◆ **Material for this task**
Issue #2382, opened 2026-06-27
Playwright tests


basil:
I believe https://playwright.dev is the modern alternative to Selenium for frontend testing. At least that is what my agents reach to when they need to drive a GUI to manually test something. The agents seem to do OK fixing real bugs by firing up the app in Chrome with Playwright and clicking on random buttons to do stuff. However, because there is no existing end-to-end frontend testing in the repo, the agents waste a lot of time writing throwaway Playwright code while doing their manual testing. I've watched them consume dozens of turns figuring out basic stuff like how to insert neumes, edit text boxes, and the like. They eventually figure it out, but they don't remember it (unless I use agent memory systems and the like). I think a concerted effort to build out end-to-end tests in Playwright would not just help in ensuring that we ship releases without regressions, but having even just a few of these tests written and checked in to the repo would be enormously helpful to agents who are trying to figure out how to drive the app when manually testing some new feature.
* * *
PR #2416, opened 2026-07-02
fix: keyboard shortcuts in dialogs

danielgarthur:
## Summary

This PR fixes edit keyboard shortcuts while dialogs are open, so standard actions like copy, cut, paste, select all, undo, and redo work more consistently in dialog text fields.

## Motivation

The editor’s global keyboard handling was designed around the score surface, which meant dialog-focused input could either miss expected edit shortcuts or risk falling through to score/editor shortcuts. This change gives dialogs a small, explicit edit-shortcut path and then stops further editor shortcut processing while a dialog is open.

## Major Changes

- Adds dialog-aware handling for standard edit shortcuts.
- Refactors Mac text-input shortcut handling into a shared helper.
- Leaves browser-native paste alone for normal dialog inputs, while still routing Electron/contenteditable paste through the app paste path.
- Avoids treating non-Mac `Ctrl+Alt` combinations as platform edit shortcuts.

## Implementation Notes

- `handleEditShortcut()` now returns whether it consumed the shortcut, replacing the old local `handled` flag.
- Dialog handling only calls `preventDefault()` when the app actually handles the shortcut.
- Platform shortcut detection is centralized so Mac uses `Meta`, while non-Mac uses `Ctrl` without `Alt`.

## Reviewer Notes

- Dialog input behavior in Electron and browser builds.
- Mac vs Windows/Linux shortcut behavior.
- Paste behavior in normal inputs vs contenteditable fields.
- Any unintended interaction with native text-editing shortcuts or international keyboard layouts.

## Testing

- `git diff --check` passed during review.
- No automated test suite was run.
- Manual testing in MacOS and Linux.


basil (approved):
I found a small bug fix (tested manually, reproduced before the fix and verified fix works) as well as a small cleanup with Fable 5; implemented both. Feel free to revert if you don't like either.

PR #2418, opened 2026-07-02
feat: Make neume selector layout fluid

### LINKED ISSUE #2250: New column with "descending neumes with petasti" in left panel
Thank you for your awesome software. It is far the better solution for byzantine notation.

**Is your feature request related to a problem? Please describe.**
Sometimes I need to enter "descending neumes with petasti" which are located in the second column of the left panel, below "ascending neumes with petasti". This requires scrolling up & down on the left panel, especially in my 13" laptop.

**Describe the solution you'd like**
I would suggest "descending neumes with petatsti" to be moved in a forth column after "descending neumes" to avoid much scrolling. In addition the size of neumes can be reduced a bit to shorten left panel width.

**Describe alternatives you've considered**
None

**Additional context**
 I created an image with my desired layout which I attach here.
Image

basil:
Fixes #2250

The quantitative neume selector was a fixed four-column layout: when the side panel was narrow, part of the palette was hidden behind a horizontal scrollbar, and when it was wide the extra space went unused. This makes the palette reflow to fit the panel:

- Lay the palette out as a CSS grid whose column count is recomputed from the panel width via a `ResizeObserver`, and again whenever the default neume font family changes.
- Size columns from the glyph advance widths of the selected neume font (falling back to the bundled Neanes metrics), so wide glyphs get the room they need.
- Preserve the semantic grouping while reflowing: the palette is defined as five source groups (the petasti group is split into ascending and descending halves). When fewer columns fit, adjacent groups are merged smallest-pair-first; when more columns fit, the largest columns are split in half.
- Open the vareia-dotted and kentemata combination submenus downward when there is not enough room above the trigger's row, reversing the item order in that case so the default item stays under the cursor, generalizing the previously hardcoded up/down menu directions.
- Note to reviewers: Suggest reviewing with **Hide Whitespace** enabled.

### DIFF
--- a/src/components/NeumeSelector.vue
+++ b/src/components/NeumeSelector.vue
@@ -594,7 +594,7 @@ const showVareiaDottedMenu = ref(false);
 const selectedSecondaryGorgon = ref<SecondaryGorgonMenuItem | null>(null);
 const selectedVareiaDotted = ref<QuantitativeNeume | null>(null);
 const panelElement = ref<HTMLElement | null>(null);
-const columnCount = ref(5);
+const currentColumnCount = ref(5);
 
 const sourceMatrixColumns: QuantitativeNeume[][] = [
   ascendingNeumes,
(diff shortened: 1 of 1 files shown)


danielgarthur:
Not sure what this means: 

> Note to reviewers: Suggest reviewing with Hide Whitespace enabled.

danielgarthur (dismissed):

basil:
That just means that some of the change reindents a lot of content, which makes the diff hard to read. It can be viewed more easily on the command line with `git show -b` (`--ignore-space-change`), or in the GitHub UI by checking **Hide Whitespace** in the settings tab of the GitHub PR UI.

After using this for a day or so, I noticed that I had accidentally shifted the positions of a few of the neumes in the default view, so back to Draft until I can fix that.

◆ **Your goal**
The answer should be only a number: the count of lines in the listing above that contain the word "Ctrl".

◆ **Response to the task**
2